The RM1 diet consists of 88,5% cereal products (wheat, barley and wheatfeed), 6% vegetable proteins, 2,5% animal proteins (whey powder), 0,5% soybean oil, and 2,5% vitamins, minerals and amino acids. The diet contains 0,71% calcium, 0,5% phosphorus, and 600 IU/kg vitamin D3.
The rats in all studies had free access to tap water ad libitum.
To study the effects of orally administered xylitol, the diet of rats in studies I, III, IV and V was supplemented with xylitol (Xyrofin Co., Kotka, Finland). Xylitol concentrations in different groups were 5, 10 and 20% by weight (w/w). This corresponds to 50 g, 100 g and 200 g xylitol per 1 kg of the diet.
To compare the effects of different polyols, rats in study II were given a diet supplemented with either xylitol, D-glucitol (generally called sorbitol) (Serestar, Kreseld, Germany), D-mannitol (Sigma Chemical Co., St.Louis, MO) or meso-erythritol (generally called erythritol) (Fluka Chemie AG, Buchs, Switzerland). The polyol concentration in the diet was 1 mol/kg, corresponding to 152 g xylitol, 182 g sorbitol or D-mannitol and 122 g erythritol per 1 kg of the diet.
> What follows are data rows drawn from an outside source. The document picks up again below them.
PR #5554, opened 2023-12-01
Refactor guide styling

### LINKED ISSUE #5348: Feature request: `(sub)theme` argument for `guide_legend()` and friends

### LINKED ISSUE #5539: Feature request: `legend.key.spacing` argument(s) added to `theme`
The new reworked legend spacing will allow the spacing between legend key/label elements to be controlled with `guide_legend(key.spacing = ...)`

It'd be great if you could allow this to be modified through the theme argument as well.

Otherwise, users cannot incorporate their desired legend key spacing up in a theme function.  They have to instead use the guides each time they make a plot to adjust it how they want. 

Thanks, and great work with the ggplot2 development!

### LINKED ISSUE #5540: Feature request: `legend.title.position` argument added to `theme`
Would the title.position argument from the `guide_legend`/`guide_colourbar`/`guide_coloursteps` functionality be able to be added as an argument (or arguments) to theme?

I always like the all my legends to have the title on top, so it'd be super helpful if I could do this via the theme

### LINKED ISSUE #5541: Feature request: `legend.byrow` argument added to `theme`
I think people tend to have a preference for one way or another for all of their plots, so it'd be great if you could add it into your theme once

teunbrand:
This PR aims to fix #5348 and also fixes #5539, fixes #5540 and fixes #5541 and implements https://github.com/tidyverse/ggplot2/pull/5473#issuecomment-1827661999.

Briefly, it is quite a beefy PR that adds a `theme` argument to all `guide_*()` functions and adds guide style elements to `theme()`.

Less briefly; I could not find a satisfactory way to simplify guide styling without breaking some backward compatibility. I attempted  this in #5512, but that PR added as much complexity as it took away. The crux of the PR is this:

* The `theme()` function has new arguments for styling guides, like `legend.frame`, `legend.ticks` etc.
* `guide_*()` functions no longer have style arguments, like `frame`, `ticks`, etc.
* To style individual guides, one can now use `guide_*(theme = theme(...))`

This allows one to change the look of an individual guide with, for example, a preset theme:

``` r
#> ℹ Loading ggplot2

  geom_point(aes(fill = cyl, colour = cty), shape = 21)

p + guides(fill = guide_legend(theme = theme_dark()))
```

In addition, all guide style options are now settable from the plot's theme:

``` r
red_frame <- theme(legend.frame = element_rect(colour = "red"))

p + red_frame
```

While retaining flexibility in individual guides.

``` r
p + guides(colour = guide_colourbar(theme = red_frame))
```

The 'old' options still work, but are passed through the `...` argument and are undocumented.

``` r
p + guides(colour = guide_colourbar(frame.colour = "red"))
```

Also, the 'old' options are soft-deprecated so developers will start seeing warnings about them:

``` r
withr::with_options(
  list(lifecycle_verbosity = "error"),
  guide_colourbar(frame.colour = "red")
)
#> Error:
#> ! The `frame.colour` argument of `guide_colourbar()` is deprecated as of
#>   ggplot2 3.5.0.
#> ℹ Please use the `theme` argument instead.
```

<sup>Created on 2023-12-01 with [reprex v2.0.2](https://reprex.tidyverse.org)</sup>

Some additional notes:

* `theme()` is already widely used to style non-data elements of the plot, so the way to style guides should be familiar.
* The PR greatly reduced [argument clutter](https://design.tidyverse.org/argument-clutter.html) in guides.
* There is now harmony in which style element can be set from the guide and which element from the theme.
* The inheritance logic is now clear: it is `(plot_theme %||% guide_defaults) + guide_theme` (with `%||%` applied element-wise, and `+` meaning `add_theme()`). This should allow for easier maintenance of the guides, as well as make it easier to extend guides.
* Some legend styling options don't have plot-level defaults as different guides had different defaults that I preserved. For example, `guide_colourbar()` has white ticks by default, `guide_bins()` has black ticks by default and `guide_coloursteps` has hidden ticks by default.
* We lose the 'expressions are right-aligned by default' heuristic. This is only a 'con' if you rely on this behaviour, it is less of a con if you, like me and others (#4814) are surprised by this behaviour. Removing this heuristic is a net positive I think, as it is now far more straightforward to derive the horizontal justification for legend labels.
* The `legend.key.spacing` is now set to the half the theme's `base_size`, which already is the default in 99% of legends except in the 1% where the legend doesn't have a title. Previously, it was half the title size, and if that was missing half the label size and if that was missing 5.5 points. This resulted in 1 visual snapshot without a legend title changing slightly. The additional text margins introduced in #5456 also derive from this setting for symmetry reasons.
* A downside is that it is somewhat more verbose to set guide-level themes, but I think it is worth it overall.
* If we ever want to get rid of guide code gnarlyness, now is *the* time to do it.


R/guide-.R
```diff
@@ -274,6 +279,7 @@ Guide <- ggproto(
   # Converts the `elements` field to proper elements to be accepted by
   # `element_grob()`. String-interpolates aesthetic/position dependent elements.
   setup_elements = function(params, elements, theme) {
```
teunbrand, line 281: This is crucial step

R/utilities.R
```diff
@@ -710,6 +710,17 @@ vec_rbind0 <- function(..., .error_call = current_env(), .call = caller_env()) {
   )
 }
 
+replace_null <- function(list, ..., env = caller_env()) {
+  # Collect dots without evaluating
+  dots <- match.call(replace_null, expand.dots = FALSE)$`...`
```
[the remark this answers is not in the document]
teunbrand: There is `rlang::call_match()`, but it calls `match.call()` under the hood. I had been assured this was an [idiomatic way](https://stackoverflow.com/a/13355505/11374827) of doing this.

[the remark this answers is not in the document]
thomasp85: `rlang::enexprs(...)` does it all in one fell swoop

R/utilities.R
```diff
@@ -773,9 +773,17 @@ vec_rbind0 <- function(..., .error_call = current_env(), .call = caller_env()) {
...
 
+# This function is used to vectorise the following pattern:
+#
+# list$name1 <- list$name1 %||% value
+# list$name2 <- list$name2 %||% value
+#
+# and express this pattern as:
+#
+# replace_null(list, name1 = value, name2 = value)
 replace_null <- function(list, ..., env = caller_env()) {
```
thomasp85, line 784: Maybe `list` is not the best argument name as it masks a very common/basic function name

thomasp85 (changes requested):

R/utilities.R
teunbrand: Agreed

thomasp85:
[a14493b](https://github.com/tidyverse/ggplot2/pull/5554/commits/a14493b0ff70ec8802deba1c01aeb72ad41b0717) is about the guide stretching stuff, right?

teunbrand:
And long title placement, yes

thomasp85 (approved):
LGTM

teunbrand:
Thanks Thomas!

To study the effects of dietary xylitol during experimental osteoporosis (studies III and V), three-month old female rats were bilaterally ovariectomized by the dorsal approach (Waynforth 1980). A single longitudinal skin incision was made on the dorsal midline at the level of the kidneys. The ovaries were exposed, and after ligating removed together with their surrounding fat, oviduct and a small portion of the uterus. Animals of the control group underwent sham operations, during which the ovary was exposed but left intact. The surgery was done under anesthesia, using a 1:1:2 mixture of Hypnorm (Janssen Pharmaceutica, Beerse, Belgium), Dormicum (F. Hoffmann-La Roche AG, Basel, Switzerland), and water, 0.2-0.4 ml/100 g body weight, intraperitoneally. At the end of the experimental period, the success of ovariectomy was confirmed by verifying the absence of any ovarian tissue, and noting the marked atrophy of uterine horns.